Pese a bajar la cadencia del montaje el ritmo de ventas acelera y llegará a 20 en 2018

Volviendo a los programas, Alonso despejó pocas incertidumbres respecto al futuro de los que afectan a las plantas andaluzas. Pese a los pedidos para el C295 anunciados este año -dos de Kazajistán, cinco de Emiratos Árabes y 12 del grupo Stellwagen, una firma de alquiler de aviones- Alonso no garantizó un aumento de la cadencia, después de que fuera reducida de 16 aviones en 2016 a 10 en 2017 y se vayan a mantener esos diez en 2018. Afirmó que pese a conseguir el 100% de los contratos este año para los modelos de sus características, "el mercado es muy pequeño". De hecho, este mismo ejercicio se han quedado tres unidades por vender.

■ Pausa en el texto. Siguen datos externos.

PR #3944, opened 2026-08-15
feat(feedback): image attachments, RUM session id, and opt-in page capture

ZacxDev:
Extends the feedback system from #3901 with the three gaps: image attachments, the RUM session id, and DOM auto-capture. All three ride in the existing `context` JSONB column — **no migration**, and none is needed.

ClickUp: `868krm9cn`

---

## 1. Images

A file picker feeds the existing `useCFImageUpload` hook; the Cloudflare image ids land in `context.images`.

**Upload budget** (`FEEDBACK_IMAGE_MAX_COUNT` carries the reasoning):
- Nothing is uploaded on attach — previews come from a local object URL, and the CF upload happens on **Send**. So an abandoned submission costs zero uploads.
- Bound: 3 attachments + 1 screenshot per submission × the existing 5/hour submit limit = **20 uploads/hour** on the successful path.
- Stated honestly in the constant's comment: that is a bound on the *successful* path. The rate limiter runs on the tRPC mutation, i.e. **after** the uploads, so a user who keeps re-pressing Send past the limit still spends uploads. `/api/v1/image-upload` carries no quota of its own today — any signed-in user can already mint upload URLs from anywhere in the app — so closing that is a change to *that endpoint*, deliberately not in this PR.

## 2. Session id

`faro.api.getSession()?.id` → `context.sessionId`, so a one-line report can be joined to that browser session's RUM signals.

🔴 **Absence is a first-class case, not an exception.** `FaroProvider` only initialises Faro when the build-arg, the collector URL and the `faro` flag all agree, so it is **not running in dev/test/preview**, and in production it is still absent for any session that blocked or did not sample the SDK. Until `initializeFaro` runs, the SDK's `faro` export is a bare `{}`. `getFaroSessionId()` returns a value and never throws; the field is omitted and the submission succeeds. Nine of its ten tests cover absence shapes.

No bundle cost: `@grafana/faro-web-sdk` is already in the shared graph via `_app.tsx` → `FaroProvider`.

## 3. DOM capture — opt-in with preview

**Posture, and why it is a product decision rather than an implementation detail:** a rendered capture of this site can contain NSFW imagery, another user's private message content in a DM, or moderator-only UI. Silent capture is a retention and compliance question. So:

- an explicit checkbox, **OFF by default**;
- the user **sees the capture before anything is uploaded** and can drop it;
- only the **viewport** is drawn — not the whole scrollable document — so anything they scrolled past is never captured;
  <br>⚠️ **This sentence was FALSE for `position: fixed`/`sticky` content until `7cb18983fa`** — a `scrollX: 0, scrollY: 0` option dropped the app's sticky header from every capture and drew the feed behind it. Fixed, and pinned by a real-render test with a control arm. Full write-up in [this PR comment](https://github.com/civitai/civitai/pull/3944#issuecomment-5300603878); the claim is accurate as written now.
- `allowTaint: false`, so a cross-origin image without CORS headers is dropped from the capture rather than tainting the canvas.

`html2canvas` (~200 kB) is reached **only** through a dynamic `import()`, so it costs nothing on the ~100% of page loads that never open the prompt.

### Bundle impact — measured

Controlled A/B through esbuild 0.25.8 (the bundler already in this repo's Vite toolchain), same entry, `--bundle --splitting --format=esm --minify`:

| | entry chunk | html2canvas |
|---|---|---|
| dynamic `import()` (this PR) | **122 B** | separate 204,242 B chunk, loaded on demand |
| static `import` (control) | **204,795 B** | merged into the entry |

Raw dep: 198,689 B minified / 45,896 B gzipped.

Scope, honestly: that is an **esbuild** measurement, not a `next build` one. I did not run a full production build. The durable protection is the source gate `src/server/services/__tests__/no-static-html2canvas-import.test.ts`, which fails if any file under `src/` imports html2canvas statically — it runs in the `unit` project, the tier that actually gates.

---

## Bounds (all client-supplied, all bounded)

| field | bound |
|---|---|
| `context.images` | 3 ids, 1–100 chars each, non-empty after trim |
| `context.screenshotId` | 1 id, 1–100 chars |
| `context.sessionId` | 1–64 chars |

Kept in keeping with the schema's existing header — client-supplied context is *a claim, not evidence* — and because a JSONB column stores exactly what it is handed. `screenshotId` is deliberately a **separate field** from `images`: triage needs to tell a rendered capture of the reporter's own screen from a file they chose to send, because the two carry different privacy weight.

## Tests — 126 new (103 unit, 23 component), from zero

There was **no feedback test coverage anywhere in the repo** before this.

| file | tests | project |
|---|---|---|
| `feedback.schema.test.ts` | 23 | unit |
| `feedback.service.test.ts` | 10 | unit |
| `feedback.router.test.ts` | 8 | unit |
| `captureScreenshot.test.ts` | 21 | unit |
| `getFaroSessionId.test.ts` | 10 | unit |
| `no-static-html2canvas-import.test.ts` | 14 | unit |
| `FeedbackPrompt.browser.test.tsx` | 19 | component (real Chromium) |
| `selectAttachments.test.ts` | 18 | unit |
| `captureScreenshot.render.browser.test.tsx` | 4 | component (real Chromium) |

**Red-at-`origin/main` / green-at-HEAD** — measured, not asserted. A baseline worktree at `origin/main` carrying only the new *modules* (constants, `captureScreenshot.ts`, `getFaroSessionId.ts`) plus the test files, so failures are behavioural rather than missing-import:

- schema: **17 of 23 red** at main (the round-trip and bound assertions; `z.object` silently strips undeclared keys, which is the exact bug shape)
- service: **1 of 10 red** — the boundary→service **seam** test. The direct forwarding tests pass at main because the service forwards whatever it is handed; they are labelled **invariant guards**, not regression coverage.
- router: **2 of 7 red**. The rate-limit configuration tests pass at main and are labelled invariant guards.
- component: **11 of 14 red**
- bundle gate against *pure* `origin/main`: **1 of 13 red**
- `captureScreenshot` / `getFaroSessionId`: new modules, so no meaningful main baseline — teeth proven by mutation instead (below).

**Mutation-tested, each killed by its own guard's message:**

| mutation | result |
|---|---|
| A: delete `if (consented !== true) return null` | **9 red**, message `expected "vi.fn()" to not be called at all, but actually been called 1 times` — i.e. the loader observable, not a neighbouring error |
| B: weaken it to `if (!consented)` | **3 red** — exactly the `'true'` / `1` / `{}` cases, proving the strictness is load-bearing |
| C: pass `consented: true` at the component call site | **survived — and the mutant is INVALID, not a survival**: the `!checked` branch has already returned there, so it is semantically equivalent. Recorded rather than hidden, and the code comment now says so instead of overclaiming. |
| C′: capture on prompt-open with no consent | **11 red**, including all three "no consent" tests that were vacuous at the main baseline |
| D: drop the schema's image-count cap | 1 red (`rejects 4`) |
| G: remove `getFaroSessionId`'s try/catch | 1 red (`does not throw when getSession itself throws`) |
| H: plant a real static `import html2canvas` | 1 red — the bundle gate's negative control |

**Reachability:** the consent check is the first statement in `captureConsentedScreenshot`; nothing precedes it, and `short-circuits BEFORE touching the DOM` pins that order.

**Real-dependency dogfood:** the browser test does **not** stub `captureConsentedScreenshot` — it delegates to the real implementation and swaps only the html2canvas *loader*, so the consent guard executes for real on every click. Separately, a throwaway browser spec (not committed) drove the **real** html2canvas against a live DOM in Chromium and produced a genuine 4,544-byte JPEG — so the options and the `toBlob` encode path are measured, not inferred.

## Verification

- `pnpm run typecheck`: **9 errors, byte-identical to `origin/main`** (all in `placement-escrow.service.ts` and `packages/civitai-telemetry`, unrelated). Instrument validated: it caught a real `TS2367` in my own code earlier in this branch.
- `prettier --list-different` on all 13 changed files: clean. Positive control observed — it flagged 3 files before they were formatted.
- `eslint` on all changed files: **0 errors, 0 warnings**.
- `pnpm install --frozen-lockfile`: resolves (`rc=0`). Lockfile change is purely additive: html2canvas + 4 transitive deps.

## Not covered

- No in-app **reader** for `Feedback.context` exists — true of the pre-existing fields too. Consumption is manual triage / SQL. The realistic failure mode here is *silent stripping at the boundary*, which is what the schema round-trip and the service `create`-argument assertions pin.
- Rate-limit enforcement cannot be tested behaviourally: `rateLimit` is a hard no-op under `isTest` by design. The tests assert the *configuration* the router hands it (5/3600, no `condition`, no `sharedKey`) — a `condition` is what would let a payload widen the quota.
- No `next build`; see the bundle-impact scope note above.

---

## Audit round — `7cb18983fa`

A blind adversarial audit found three user-visible issues, all now fixed. The one that mattered is a **correction to this description's own privacy claim** and is written up in full in [this comment](https://github.com/civitai/civitai/pull/3944#issuecomment-5300603878) — read that rather than trusting the annotated bullet above on its own.

1. 🔴 `scrollX: 0, scrollY: 0` dropped the sticky header from every capture.
2. `capturing` was missing from `busy`, so Send mid-capture silently submitted without the screenshot.
3. No size cap on user-chosen attachments (the generated capture was bounded; the picked files were not).

**A review fix resets the verification gate**, so everything was re-run rather than just the changed part:

- **Full 12-mutant battery re-run from scratch, all 12 killed by their own test's message.** Each mutant asserts its anchor occurrence count before applying, so a mutant that does not apply cannot score as a survival.
- Two findings came out of the battery itself and are recorded rather than hidden:
  - **Mutant G was INVALID on the first run** — it left a dangling `catch`, so the file failed to parse and vitest reported `Tests no tests`. That is a broken mutant, not a kill. Rewritten to a syntactically valid form; it now kills 1.
  - **Mutant J3 genuinely SURVIVED** — my negative-remaining clamp test used `alreadyAttached: 5` with 2 files, and `slice(0, -2)` on a 2-element array is `[]`, so it passed with the clamp deleted. The discriminating shape is `|remaining| < selected.length`. Test rewritten; the mutant now dies on the `remaining -1, 3 files` case.
- **Red at the pre-fix commit `d43eda8814`, green at HEAD**, per new behavioural test:

| test | pre-fix |
|---|---|
| `omits scrollX/scrollY …` (unit) | 🔴 red |
| `the shipped capture KEEPS the fixed bar the user can see` (render) | 🔴 red |
| `the Send button is disabled until the capture resolves …` | 🔴 red |
| `clicking Send mid-capture submits nothing at all` | 🔴 red |
| `an oversized file is refused, named, and never uploaded` | 🔴 red |
| `an oversized file does not consume one of the three slots` | 🔴 red |

`selectAttachments.test.ts` is new-module coverage with no meaningful pre-fix baseline; its teeth come from mutants J / J2 / J3 (5, 2 and 2 kills).

- Typecheck: **9 errors, byte-identical to `origin/main`**, none in any file this branch touches. Prettier clean (positive control: it flagged 3 files before formatting). ESLint 0 errors / 0 warnings.
- One test-harness trap worth naming: `userEvent.upload` **rebuilds the FileList and drops an instance property redefined on a File**, which silently turned the oversized fixture back into a small one — the size test passed the oversized file straight through and read as the cap not working. Those two tests now set `input.files` directly and **assert the picked size survived** before dispatching `change`, so a future runtime that copies again fails loudly instead of testing nothing.

## 🔴 Known open decision — NOT resolved by this PR

Stored captures and attachments land on the **public, unauthenticated CDN** with **no `Image` row**: no moderation scan, no retention policy, they survive account deletion, and they are **invisible to any orphan sweep keyed on the `Image` table**. That is a product/compliance decision, not a code change, and it is deliberately out of scope here. It should be settled **before a second feedback area is enabled** — one flag-gated area is a bounded exposure; a general mechanism is not.

Also noted and deliberately left as follow-ups: `useCFImageUpload` resolves `success` on a failed upload (`useCFImageUpload.tsx:138-145`, pre-existing), the retry-orphan case, and html2canvas's whole-document clone / CORS refetch cost.

### DIFF
--- a/package.json
+++ b/package.json
@@ -246,6 +246,7 @@
     "happy-dom": "^20.0.2",
     "he": "^1.2.0",
     "html-to-text": "^9.0.5",
+    "html2canvas": "1.4.1",
     "idb-keyval": "^6.2.0",
     "immer": "^9.0.15",
     "instantsearch.js": "4.64.1",
--- a/pnpm-lock.yaml
+++ b/pnpm-lock.yaml
@@ -421,6 +421,9 @@ importers:
       html-to-text:
         specifier: ^9.0.5
         version: 9.0.5
+      html2canvas:
+        specifier: 1.4.1
+        version: 1.4.1
       idb-keyval:
         specifier: ^6.2.0
         version: 6.2.2
@@ -6414,6 +6417,10 @@ packages:
   base-x@3.0.11:
     resolution: {integrity: sha512-xz7wQ8xDhdyP7tQxwdteLYeFfS68tSMNCZ/Y37WJ4bhGfKPpqEIlmIyueQHqOyoPhE6xNUqjzRr8ra0eF9VRvA==}
 
+  base64-arraybuffer@1.0.2:
+    resolution: {integrity: sha512-I3yl4r9QB5ZRY3XuJVEPfc2XhZO6YweFPI+UovAzn+8/hb3oJ6lnysaFcjVpkCPfVWFUDvoZ8kmVDP7WyRtYtQ==}
+    engines: {node: '>= 0.6.0'}
+
   base64-js@0.0.8:
     resolution: {integrity: sha512-3XSA2cR/h/73EzlXXdU6YNycmYI7+kicTxks4eJg2g39biHR84slg2+des+p7iHYhbRg/udIS4TD53WabcOUkw==}
     engines: {node: '>= 0.4'}
@@ -6954,6 +6961,9 @@ packages:
     engines: {node: ^14 || ^16 || >=18}
     peerDependencies:
       postcss: ^8.0.9
+
+  css-line-break@2.1.0:
+    resolution: {integrity: sha512-FHcKFCZcAha3LwfVBhCQbW2nCNbkZXn7KVUJcsT5/P8YmfsVja0FMPJr0B903j/E69HUphKiV9iQArX8SDYA4w==}
 
   css-select@5.2.2:
     resolution: {integrity: sha512-TizTzUddG/xYLA3NXodFM0fSbNizXjOKhqiQQwvhlspadZokn1KDy0NZFS0wuEubIYAV5/c1/lAr0TaaFXEXzw==}
@@ -8293,6 +8303,10 @@ packages:
 
   html-void-elements@3.0.0:
     resolution: {integrity: sha512-bEqo66MRXsUGxWHV5IP0PUiAWwoEjba4VCzg0LjFJBpchPaTfyfCKTG6bc5F8ucKec3q5y6qOdGyYTSBEvhCrg==}
+
+  html2canvas@1.4.1:
+    resolution: {integrity: sha512-fPU6BHNpsyIhr8yyMpTLLxAbkaK8ArIBcmZIRiBLiDhjeqvXolaEmDGmELFuX9I4xDcaKKcJl+TKZLqruBbmWA==}
+    engines: {node: '>=8.0.0'}
 
   htmlparser2@8.0.2:
     resolution: {integrity: sha512-GYdjWKDkbRLkZ5geuHs5NY1puJ+PXwP7+fHPRz06Eirsb9ugf6d8kkXav6ADhcODhFFPMIXyxkxSuMf3D6NCFA==}
@@ -11905,6 +11919,9 @@ packages:
   text-encoding-utf-8@1.0.2:
     resolution: {integrity: sha512-8bw4MY9WjdsD2aMtO0OzOCY3pXGYNx2d2FfHRVUKkiCPDWjKuOlhLVASS+pD7VkLTVjW268LYJHwsnPFlBpbAg==}
 
+  text-segmentation@1.0.3:
+    resolution: {integrity: sha512-iOiPUo/BGnZ6+54OsWxZidGCsdU8YbE4PSpdPinp7DeMtUJNJBoJ/ouUSTJjHkh1KntHaltHl/gDs2FC4i5+Nw==}
+
   text-table@0.2.0:
     resolution: {integrity: sha512-N+8UisAXDGk8PFXP4HAzVR9nbfmVJ3zYLAWiTIoqC5v5isinhr+r5uaO8+7r3BMfuNIufIsA7RdpVgacC2cSpw==}
 
@@ -12423,6 +12440,9 @@ packages:
 
   util-deprecate@1.0.2:
     resolution: {integrity: sha512-EPD5q1uXyFxJpCrLnCc1nHnq3gOa6DZBocAIiI2TaSCA7VCJ1UJDMagCzIkXNsUYfD1daK//LTEQ8xiIbrHtcw==}
+
+  utrie@1.0.2:
+    resolution: {integrity: sha512-1MLa5ouZiOmQzUbjbu9VmjLzn1QLXBhwpUa7kdLUQK+KQ5KA9I1vk5U4YHe/X2Ch7PYnJfWuWT+VbuxbGwljhw==}
 
   uuid@8.3.2:
     resolution: {integrity: sha512-+NYs2QeMWy+GWFOEm9xnn6HCDp0l7QBD7ml8zLUmJ+93Q5NF0NocErnwkTkXVFNiX3/fpC6afS8Dhb/gz7R7eg==}
@@ -18943,6 +18963,8 @@ snapshots:
     dependencies:
       safe-buffer: 5.2.1
 
+  base64-arraybuffer@1.0.2: {}
+
   base64-js@0.0.8: {}
 
   base64-js@1.5.1: {}
@@ -19499,6 +19521,10 @@ snapshots:
   css-declaration-sorter@7.2.0(postcss@8.5.6):
     dependencies:
       postcss: 8.5.6
+
+  css-line-break@2.1.0:
+    dependencies:
+      utrie: 1.0.2
 
   css-select@5.2.2:
     dependencies:
@@ -21305,6 +21331,11 @@ snapshots:
   html-url-attributes@3.0.1: {}
 
   html-void-elements@3.0.0: {}
+
+  html2canvas@1.4.1:
+    dependencies:
+      css-line-break: 2.1.0
+      text-segmentation: 1.0.3
 
   htmlparser2@8.0.2:
     dependencies:
@@ -25836,6 +25867,10 @@ snapshots:
 
   text-encoding-utf-8@1.0.2: {}
 
+  text-segmentation@1.0.3:
+    dependencies:
+      utrie: 1.0.2
+
   text-table@0.2.0: {}
 
   thenify-all@1.6.0:
@@ -26414,6 +26449,10 @@ snapshots:
     optional: true
 
   util-deprecate@1.0.2: {}
+
+  utrie@1.0.2:
+    dependencies:
+      base64-arraybuffer: 1.0.2
 
   uuid@8.3.2: {}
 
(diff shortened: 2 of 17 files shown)


ZacxDev:
## 🔴 Correction to this PR's description — two claims in it were wrong

A blind adversarial audit found a real defect in the DOM capture, and it makes a sentence I wrote in the description above **inaccurate**. Correcting it in a comment rather than silently editing the body, because a reviewer may already have read and believed it.

### What the description claimed

> only the **viewport** is drawn — not the whole scrollable document — so anything they scrolled past is never captured

and, in `captureScreenshot.ts`:

> only the VIEWPORT is captured — what the reporter can actually see

### What was actually true, until `7cb18983fa`

**True for in-flow content. FALSE for `position: fixed` and `position: sticky` content.**

The capture passed `scrollX: 0, scrollY: 0` to html2canvas. Those options look like they belong next to the `x`/`y` crop; they are actively wrong. html2canvas builds `windowBounds` from them and **adds it to every cloned element's `getBoundingClientRect()`** to recover document coordinates, while separately scrolling the clone iframe to those same values. The two cancel for in-flow content — which is exactly why no static fixture caught it — but not for fixed/sticky elements, whose rect is viewport-relative by definition.

Net effect: the app's sticky header (`AppLayout.tsx` — `sticky inset-x-0 top-0 z-50`) was placed at document y=0, outside the `y: window.scrollY` crop. So **every capture silently lost the header and drew the feed content it was covering instead**. Since the prompt lives in an infinite feed, the user is essentially always scrolled, so this was not an edge case.

That makes the on-screen checkbox copy — *"Only what's on screen is captured"* — wrong **in both directions**: the capture lost something that was on screen and gained something that was not.

### Measured, with a control arm

Reproduced in Chromium in this repo's own component project, and the fix verified the same way. Probe pixel at (10,10), viewport-sized capture, scrolled to y=1000, `position: fixed` red bar at viewport top-left, blue block at document y 1000–1200:

| arm | pixel at capture (10,10) |
|---|---|
| with `scrollX:0, scrollY:0` (the defect) | blue — the block **behind** the header |
| with both omitted (the fix) | red — the header, correct |

Reintroducing the two lines on top of the fix turns the new render test red with `expected red, got rgb(0,0,254)` — so the guard observes the actual rendered pixel, not the arguments.

### Why no test caught it

The existing unit assertion used `toMatchObject`, which says the listed keys are right and **never that an extra key is absent**. More fundamentally, the whole file pinned *what numbers were passed*, not *what html2canvas renders* — the seam between the two was unowned. Both halves are now closed:

- `captureScreenshot.test.ts` asserts the **exact option key set**, so any future option that shifts the coordinate space has to be looked at.
- `captureScreenshot.render.browser.test.tsx` is new and runs the **real html2canvas against a real scrolled document**, reading pixels out of the produced JPEG. It carries its own **negative control** that reapplies the defect through the same fixture and encode path and requires the opposite pixel — without which a green would be indistinguishable from a blank or mis-cropped capture.

The description's claim is now true as written. The module comment carries a `🔴 DO NOT ADD scrollX/scrollY` note with the mechanism, so it cannot be "tidied" back in.

---

### Two smaller corrections in the same commit

**`capturing` was missing from `busy`.** Send stayed enabled while a capture was in flight; `handleSubmit` reads `screenshot`, still `null` at that point, so the report went out with **no screenshot** and the panel switched to "Got it, thanks" while the capture completed onto a hidden panel. The user believed they attached a screenshot and did not. Now covered by three tests, including a deterministic in-flight click via a deferred capture.

**No size cap on user-chosen attachments.** `SCREENSHOT_MAX_BYTES` bounded the capture this feature *generates* and left the files the user *picks* unbounded — a 40MP phone photo uploaded at full size, decoded client-side first. Nine other upload surfaces here already enforce `constants.mediaUpload.maxImageFileSize`; this now does too. There is no server backstop (the presigned PUT from `/api/v1/image-upload` carries no size condition), so the client check is the only one that exists.

### One factual correction to the test table

The description says `feedback.router.test.ts` has **7** tests. It has **8**. Corrected counts after this commit: **103 unit + 23 component = 126**.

La gran esperanza para es C295 es que finalmente La India "abra el sobre" y seleccione a Airbus como contratista de más de 40 aviones C295. La parsimonia de este país para iniciar el proceso está dilatando en el tiempo lo que sería un balón de oxígeno importante para las plantas andaluzas. "Confío en que la decisión se tome a principios de 2018, pero no pondría la mano a cortar", aseguró Alonso, quien implícitamente fió a este contrato el futuro inmediato del C295.

Alonso anticipa el posible final del A380: "Si no hay pedidos a lo mejor hay que parar"

Otros dos programas llevan evoluciones divergentes. Por un lado, los A320neo y A321neo y en general los modelos de pasillo único están de moda -con el histórico pedido 430 unidades por 42.000 millones por parte de Indigo Partners y otros recientes- y eso beneficia sobre todo a las factorías de Cádiz. Pero la carga de trabajo va a variar mucho -sobre todo para el CBC de El Puerto de Santa María- dependiendo del motor que se elija. Airbus no ha tomado aún ninguna decisión -lo hará en un mes- pero si opta por la multinacional francesa Safran Cádiz saldrá beneficiada y si elige Pratt&Whitney no.

El futuro del A380, sin embargo, está bastante en el aire. "Dependerá de un posible contrato adicional con la aerolínea Emirates", afirmó Alonso, que reconoció que ahora mismo la cadencia de producción es lenta, de ocho unidades al año. "Si no, habrá que tomar decisiones. A lo mejor hay que parar", afirmó Alonso. El año que viene se entregarán doce y en el 2019, 8.